Discourse 19: The Seventh Chapter – Transcending the Sankhya (Continued)

Apareyam itas tv anyam prakritim viddhi me param, jiva-bhutam maha-baho yayedam dharyate jagat (7.5): “What I have mentioned to you up to this time as the eightfold constituents of the cosmos are lower categories; but there is something which is higher – through which, by which, I sustain the cosmos.” It is not enough if we have only these categories, just as building material does not make the building. It has to be synthesised, organised, given a living touch by a mason or an architect; only then the building material becomes a house to live in. So, all these that have been mentioned as the eight constituents are the building bricks of the cosmos. They are the material; but who will build the house? “I myself build it by entering into it as the mason, as it were, and giving life to it.” Unless there is a cohesive force, there cannot be the coming together of the discrete items which are prakriti’s constituents.

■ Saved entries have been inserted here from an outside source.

PR #2402, opened 2017-04-28
Update activity stream privacy docs link

k88hudson:
We recently updated our docs to a different folder structure. Is this the right place to make the change?


chuckharmston (approved):

chuckharmston:
Thanks Kate! These should go out with the next production deployment on 5/9.

Issue #2392, opened 2017-04-20
Newsletter submission should include a "source_url" parameter


pmac:
The email marketing team would very much appreciate you adding this parameter. It'd be best to send the value as the current URL of the page, but if you'd rather hard-code "https://testpilot.firefox.com/" that works for us as well.

ScottDowne:
Hey all, figured I would pick up another few small bugs while I had some time between campaigns.

I used the hard coded url because that's what I've used with my previous basket interactions, but happy to change it to something along the lines of `window.location.origin + window.location.pathname` or something else.

Thoughts?

pmac:
👍 from me. It might be best and more future proof to use the `window.location.*` values, but this is better than what we have and is probably more robust. Are there multiple URLs at which the newsletter form currently lives on testpilot.f.c?

lmorchard:
The newsletter form lives in the footer on all pages of Test Pilot, but I'm not sure we're all that worried about getting granular

pmac:
The email marketing team is pretty worried about it from what I understand, but this is a step forward. Thanks!

PR #2404, opened 2017-05-01
Fixes: #2392 Adding source_url to basket newsletter submissions.

ScottDowne:


lmorchard (changes requested):
Because #1758 is not yet addressed, there are actually two places where this change needs to be made. One is `actions/newsletter-form.js`, and this PR covers that. 

The other is [the `subscribeToBasket()` function in `frontend/src/app/containers/App.js`](https://github.com/mozilla/testpilot/blob/7a6a26c024a88536359796ad395c7cbf0ab9b377/frontend/src/app/containers/App.js#L107). So, this tweak needs to be copied there, too.

lmorchard (approved):
Actually, you know what: Never mind my request for changes. This looks good, and addressing #1758 will fix the other bit. So I'll just approve & merge. Thanks for the PR!

PR #2548, opened 2017-06-23
[TXP-27] Add feedback buttons to experiment cards

lmorchard:
Think I have a good first stab at adding the feedback button, including metrics and l10n and all that fun stuff. Some remaining questions:

- [x] Needs a hover state? (/cc @johngruen)

Also added a React Storybook install here. Not perfect, but you should be able to see what it's about like so:

* Start a dev server like usual with `npm start`
* In a second shell, start Storybook with `npm run storybook`
* Visit http://localhost:6006/ to hopefully see this:

capture

Issue #2546, opened 2017-06-22
TXP-48: Test Pilot Web Experiments


ChenMorpheus:
@johngruen 
In order to accommodate web experiments on Test Pilot, I created the proposal and took some future possibilities into consideration as well to ensure the flexibility, such as mobile experiments. However, for the current implementation, please feel free to implement only what we need for now. Besides, for web experiments, perhaps we can display how many users visit the web experiment instead of removing the user counts section. What do you think? 

![web experiments](https://user-images.githubusercontent.com/18019946/27419581-525ad138-5754-11e7-8c1c-92710308dbd0.png)

Please find assets here.
web experiment: https://github.com/mozilla/testpilot-assets/blob/master/Test_Pilot_Website/00_Assets/webexperiment.svg
add-on: http://design.firefox.com/icons/icons/addons/extensions.svg
mobile: http://design.firefox.com/icons/icons/new/device-mobile-16.svg

lmorchard:
Think I can start taking a look at this, might be a good thing to set up along with a React Storybook demo

lmorchard:
(meant to post this on #2462 but can come back to this one too)

ghost:
Les accidently clicked the take button!

lmorchard:
Hmm, well I have a PR for #2462, so maybe I *will* start on this. Sorry for the confusion

lmorchard:
One gotcha: Getting a visit count for a web experiment will be a small project itself. We have a JSON resource we load from Telemetry for add-on install counts. We'd need something similar for experiment sites - e.g. from Google Analytics or similar.

Otherwise, I should be able to build the rest of this on our side

lmorchard:
Also, it looks like platform isn't a single type - i.e. it's any combination of web, mobile, and add-on? Some questions / thinking out loud:

- Is it really any combination? If so, we'll need 6 strings for localization to cover the permutations: web; add-on; mobile; web + mobile; mobile + add-on; web + mobile + add-on.
- If there will be a web + add-on experiment, what do we do with the "Enable" / "Go to" button on the experiment detail page? Show both enable add-on and go-to site? Similar concern for displaying install count vs visit count

lmorchard:
Oh yeah, this also occurred to me just now: I see the concept of "enabled" for mobile & web experiments. That could be really tricky to track & implement. We only know if an add-on has been installed, not whether the user has visited a site or installed a mobile app

SoftVision-PaulOiegas:
[...]

PR #2549, opened 2017-06-23
Enable React Storybook

lmorchard:
Since I've started on two feature branches (#2548, #2546) based on these Storybook commits for the ExperimentRowCard component, maybe it would be interesting to consider this separately. Same instructions to see a base story for the component:

* Start a dev server like usual with `npm start`
* In a second shell, start Storybook with `npm run storybook`
* Visit http://localhost:6006/

### DIFF
--- a/.storybook/addons.js
+++ b/.storybook/addons.js
@@ -1,0 +1,4 @@
+/* eslint-disable import/no-extraneous-dependencies, import/no-unresolved, import/extensions */
+
+import '@storybook/addon-actions/register';
+import '@storybook/addon-links/register';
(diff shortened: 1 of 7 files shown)


chuckharmston:
Could we also have a [Storybook dev site](https://github.com/storybooks/storybook-deployer)?

lmorchard:
> Could we also have a Storybook dev site?

Yes, eventually that would be great. Needs more work to resolve some issues I hit with trying to get the sass to build under webpack. Also depends on L20n assets for locales, so we'd need to tweak the build to include those. Punted on all of that for now by just pointing the storybook server at `frontend/build` for static files.

Nothing insurmountable, but wanted to get the ball rolling in time for SF

PR #2553, opened 2017-06-24
update to photon loading

### LINKED ISSUE #2552: update to photon loader
Eric pang made us a sick photon loader...will drop it in

johngruen:
Fixes #2552


frontend/src/app/components/Header.js
```diff
@@ -38,6 +38,10 @@ export default class Header extends React.Component {
     return this.props.hasAddon;
   }
 
+  setHeaderLinkPath() {
```
johngruen, line 41: because of the design of the new loader, i noticed a little double-tap when the user clicks on the TXP wordmark if the add-on is installed. This happens b/c the site has to step through a redirect which requires the react state to load before it starts. Adding this method to filter the URL pre-click should make the experience snappier

frontend/test/app/components/Header-test.js
```diff
@@ -35,6 +35,9 @@ describe('app/components/Header', () => {
     it('should not show the settings button', () => {
       expect(subject.find('.settings-button')).to.have.property('length', 0);
     });
+    it('should link to /', () => {
```
johngruen, line 38: Added tests for routing in the header component

PR #2558, opened 2017-06-27
graduate some experiments next week

clouserw:


pdehaan:
Now that we have newsfeeds (ref #2495), should we be doing some feed items about graduation?

pdehaan:
Also, these seem to be expiring next Wed (July 5). Is that enough time to write and test _four_ graduation reports for the site? Considering July 3rd (Mon) is a belated Canadian holiday and July 4th (Tue) is a US holiday?

ghost:
@pdehaan yeah, reports are already in the works.  We've been planning the 28th push / 5th graduate stuff for a while.  Not to say it isn't a tight squeeze though.

The newsfeeds bit is a good point though.  /cc @johngruen

jaredhirsch (approved):
🤠  yee haw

As cement is necessary to bring together all the bricks into a coherent structure, something is necessary to bring all these eight things into a state of harmony and unity of purpose, as they themselves cannot achieve it. Here there is earth, here there is water, here there is fire, but it does not make a cosmos – just as here we have a bone, here we have flesh, here we have blood, but it does not make a human being. There is something else in man, other than his anatomy or physiology, which makes him a man, a human being. Man is not anatomy and physiology. There is something else in him which is called humanity. That is the life principle which gives value to the physical structure of the body. In the same way, there is something which gives value to the elements of the cosmos. Jivabhutam mahabaho yaydem dharyate jagat: “I become the cosmic jiva.” As cement holds the bricks together and the building does not crumble, “I as the jiva tattva of the cosmos, the vitality of the cosmos, keep all these elements in unison so that you see a universe rather than chaos.” We do not see building material spread out everywhere; we see a structure beautifully placed before us as this wondrous creation – grand, very systematic, working as methodically and precisely as mathematics.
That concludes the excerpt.